Abstract 9063: Global Longitudinal Strain and Longitudinal Early Diastolic Strain Rate May Identify Those Williams Syndrome Patients at Risk of Cardiomyopathy Development

Abstract

Introduction: Williams syndrome (WS) is a rare disease caused by a chromosomal microdeletion at 7q11.23 resulting in elastin insufficiency and vascular disease, most commonly supravalvar aortic stenosis. Previous studies show WS patients are at risk for cardiomyopathy, but, to date, no markers predict such disease. This study was designed to test the hypothesis that WS left ventricular (LV) longitudinal strain and longitudinal early diastolic strain rate differ significantly from controls and may identify those at risk of cardiomyopathy development.
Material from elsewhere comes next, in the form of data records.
PR #155, opened 2023-10-11
Add DHSS related example

fmount:
This patch improves the backends section adding the netapp-dhss one. In addition, it fixes the whole samples by adding the missing bases/openstack sample referenced everywhere.

### DIFF
--- a/config/samples/README.md
+++ b/config/samples/README.md
@@ -16,9 +16,10 @@ credentials in a different yaml file, to having to create secrets.
 
 Currently available samples are:
 
+- native cephfs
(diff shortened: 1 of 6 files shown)


fmount:
We might want to  follow up on the `README` and describe something relevant for each backend. @gouthampacha maybe you can help on that front because we need to specify additional manila commands, but I would do that in a follow up change.

gouthampacha (approved):
great; thanks @fmount .. lgtm. I agree with the readme comment; i'll follow up in a different change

Methods: Echocardiograms were performed in 43 WS subjects and equal numbers of sex, age and BSA-matched controls enrolled in a prospective cross-sectional NIH study of end organ WS disease (ClinicalTrials.gov Identifier: NCT0284044). Myocardial strain analysis was performed using TomTec software by two independent observers to determine global longitudinal peak systolic strain (GLS) and early diastolic peak strain rate (DSR) in the apical 4 chamber view (A4C). Mann Whitney test was used for all comparisons. Results: WS subject mean cohort ages (years) were: group A: 7±2, n=12; group B: 13±2, n=11; group C: 26±2, n=10; group D: 48±9, n=10, and matched control mean age and sample size were not different. All subjects had ejection fraction>55%. Groups C and D WS subjects showed significantly diminished median GLS (%) compared to controls (Fig 1A): C: -20.6 vs. -24.6, P<0.04; D: -22.4 vs. -25.5, P<0.04. DSR (1/s) was significantly decreased in all WS age groups (P<0.02) and decreased with age compared to controls (Fig 1B): 1.25 vs. 2.2 to 0.9 vs. 1.0. Conclusion: WS subjects demonstrate decreased DSR indicating diminished diastolic function from childhood. GLS differences appeared in adulthood, possibly indicating early systolic impairment. This data suggests GLS and DSR may be useful in targeting therapies towards those WS patients at greatest risk of cardiomyopathy development.